Most-recent progress (within the last year)

2023

  • Mar: Completing transition to Amazon-sponsored S3 data buckets for Orcasound open data (Registry | Data Exchange on AWS Marketplace).
  • Feb: John Ford contributes historic recordings of SRKWs from a 1997 event in Dyes Inlet to the Orcasound open data repository. The recording was acquired by the Center for Whale Research, a member of Orcasound, and is being shared with permission from their Research Director, Dr. Michael Weiss. Ben Hendricks and Jono Mendez request feedback on a prototyped bioacoustic dashboard developed in collaboration with the BC Hydrophone Network, coordinated by Janie Wray.
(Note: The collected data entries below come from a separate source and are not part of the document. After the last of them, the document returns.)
PR #2156, opened 2025-03-16
GROOVY-11513: include `import java.time.*` by default

eric-milles:
For your consideration.  Here are the types in `java.time` package:

image

### DIFF
--- a/src/main/java/org/codehaus/groovy/control/ResolveVisitor.java
+++ b/src/main/java/org/codehaus/groovy/control/ResolveVisitor.java
@@ -95,9 +95,9 @@ import static org.codehaus.groovy.ast.tools.ClosureUtils.getParametersSafe;
  */
 public class ResolveVisitor extends ClassCodeExpressionTransformer {
     // note: BigInteger and BigDecimal are also imported by default
-    // `java.util` is used much frequently than other two java packages(`java.io` and `java.net`), so place java.util before the two packages
-    public static final String[] DEFAULT_IMPORTS = {"java.lang.", "java.util.", "java.io.", "java.net.", "groovy.lang.", "groovy.util."};
-    public static final String[] EMPTY_STRING_ARRAY = new String[0];
+    // `java.util` is used much frequently, so place it before `java.io`, et al.
+    public static final String[] DEFAULT_IMPORTS = {"java.lang.", "java.util.", "java.io.", "java.net.", "java.time.", "groovy.lang.", "groovy.util."};
+    public static final String[] EMPTY_STRING_ARRAY = {};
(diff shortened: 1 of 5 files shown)


daniellansun:
It's better not to break existing users' code unless we have to do.

codeconsole:
@daniellansun what exactly is breaking?

This commit brings consistency to existing legacy imports

https://groovy.apache.org/blog/groovy-dates-and-times-cheat

paulk-asert:
In general, it is domain classes that have the same name as the java.time classes and no package that catch us out.

E.g. for a `Main.groovy` file containing `println Period.ZERO` and a project containing this top-level class:
```
class Period {
	public static final ZERO = 'Nothing to see here'
}
```
Running `Main` currently outputs:

> Nothing to see here

But after this change will output (toString for java.time.Period#ZERO):

> P0D

I don't believe there is a problem for classes with a package since classes in the same package and references via existing imports would come before the default imports.

The other potentially problematic cases would be existing classes that are currently picked up by e.g. the groovy.util.* default import that might now come after java.time.*, but groovy.time.Duration (for instance) isn't a default import, so I believe we are good there. If folks have not followed split packaging naming conventions and have gone and created their own groovy.util packaged classes, maybe wrapping joda time or some such, with names like Month, Year, etc., they would be impacted. We don't prohibit that in the compiler currently but I would think it rare and maybe something we wouldn't care strongly about.

codeconsole:
Well, I have found, as is, unintentionally encourages deprecated behavior in domain classes due to the added complexity of having to add imports in view layers. Even in standalone applications and scripts, I find a bias to utilizing Date over LocalDate to avoid having to add redundant imports.

It just seems logical to automatically support modern Data/Time usage by importing the java.time package.  Working with Date's is such a common task, not having comparable support for LocalDate and LocalDateTime can be very limiting.

paulk-asert:
@codeconsole I agree this would be nice to have. We just have to weigh up all pros and cons. We treat breaking existing code seriously and such changes proceed more slowly due to the extra caution. We sometimes do it anyway when it is a clear win. We know in such cases that we have to be extra clear in our release notes and messaging.

The particular aspect of breaking domain classes with no package is one that has bitten us before. I think it was in fact with Grails. Some folks had no package domain classes named Singleton and we introduced an annotation in groovy.lang which is auto-imported. (It was made worse by various other inject Singleton annotations too.)

@eric-milles Are you still in favor? Did you want to do a VOTE/DISCUSS thread on the mailing list?

paulk-asert:
I'll create a thread on the mailing lists. If we were going to make such a change, Groovy 5 would be an ideal time.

Rachael Cheng, Val Veirs, and David Bain collaborate on orca call autoencoders and similarity algorithms. HALLO project formalizes 4-year Canadian government grant for AI-assisted SRKW movement monitoring and forecasting system, with Orcasound as a U.S. collaborator.
  • Jan: Scott initiates general orca-ai team in Orcasound organization on Github; UW MS data science student team finalizes project plan with Valentina to advance noise analysis with Orcasound open data archive; Valentina builds initial catalog of Orcasound archive; Orcasound labels more SRKW and humpback bouts, including S04 calls and whistles in first labeled bout from Point Robinson in southern Puget Sound. HALLO continues beta-testing new online catalogue with SRKW calls.

2022

  • Dec: Orcasound volunteer data scientist Zoe pioneers first semi-automated integration of SRKW movement data from Acartia and Chinook salmon counts from the Fraser and Columbia rivers.
  • Nov: Val delivers autoencoder talk for ONC/Meridian workshop; Ze spins up project to automate vessel image classification, a collaboration of Orcasound and Protected Seas using the M2 system deployed at Val's Orcasound Lab node; WDFW grants $25k for maintaining/expanding Orcasound nodes as real time oil spill response equipment.
  • Oct: Rachael Cheng in Berlin joins Orcasound standups to share NRKW AI progress and open source code, along with Alex Barnhill and Christian Bergler; Val starts work on rough SRKW click classifier (buzz, slow, fast); Valentina proposes project to UW Data Science Capstone on historical noise analysis; Ben Hendricks joins Orcasound standup with updates on open source bioacoustic dashboard project, a collaboration of Orcasound & the BC hydrophone network.
  • Sep: Orcasound's GSoC 2022 contributors make final reports; DemocracyLab hackathon (9/10) connects Acartia.io to orcamap; Microsoft hackathon (9/20-22, Github Project) refines OrcaHello UI, model training/deployment/monitoring, notifications, begins annotations to SRKW pod and call type, and establishes first Kaggle for orca calls
  • Aug: HALLO workshop on open data for SRKW movement forecast modeling (Aug 31 - Sep 01); Orcasound applies for AWS Open Data sponsorship (2 years); planning for Microsoft and DemocracyLab hackathons in Sept.
  • Jul: First blog posts from Orcasound GSoC 2022 contributors regarding: open source approaches to de-noising and source separation; ingestion of OOI hydrophone data from Oregon; refinement of the Orca Active Learning tool code & deployment.
  • Jun: Orcasound Google Summer of Code (GSoC) 2022 students begin coding
  • May: At DCLDE 2022 workshop, Beam Reach extern Emily Vierling shares her Haro Humpback open data & dictionary project, including a humpback non-song vocalization dictionary based on recordings from Haro Strait, WA, and an annotated training data set for 12 humpback signal types.
  • Apr: Earth Day hackathon organizes Orcasound open data visualization opportunities; OrcaHello Azure subscription extended until Oct, 2022.
  • Mar: OrcaHello Dashboard reaches 3,500 annotated 1-min candidates; Orcasound and HALLO project present at the DCLDE workshop in Hawaii
  • Feb: Orcasound accepted as 2022 GSoC host organization (3rd year)
  • Jan: OrcaHello tag cloud curated using standardized dictionary of labels.

2021

  • Dec: Orcasound presents at the Acoustical Society of America meeting in Seattle
  • Nov: SRKWs in Puget Sound, humpbacks in Haro! OrcaHello migrates to new Azure subscription; coordination with HALLO on ASA/DCLDE/SSEC talks; Orcasound extern Emily Vierling catalyzes humpback non-song vocalization label standardization.
  • Oct: Beluga in Puget Sound! OrcaHello team improves real-time inference system during annual hackathon (Oct 12-14), including re-training model, continuous integration, moderator UI enhancements, and documentation. MBARI publishes acoustic archive via AWS open data repository.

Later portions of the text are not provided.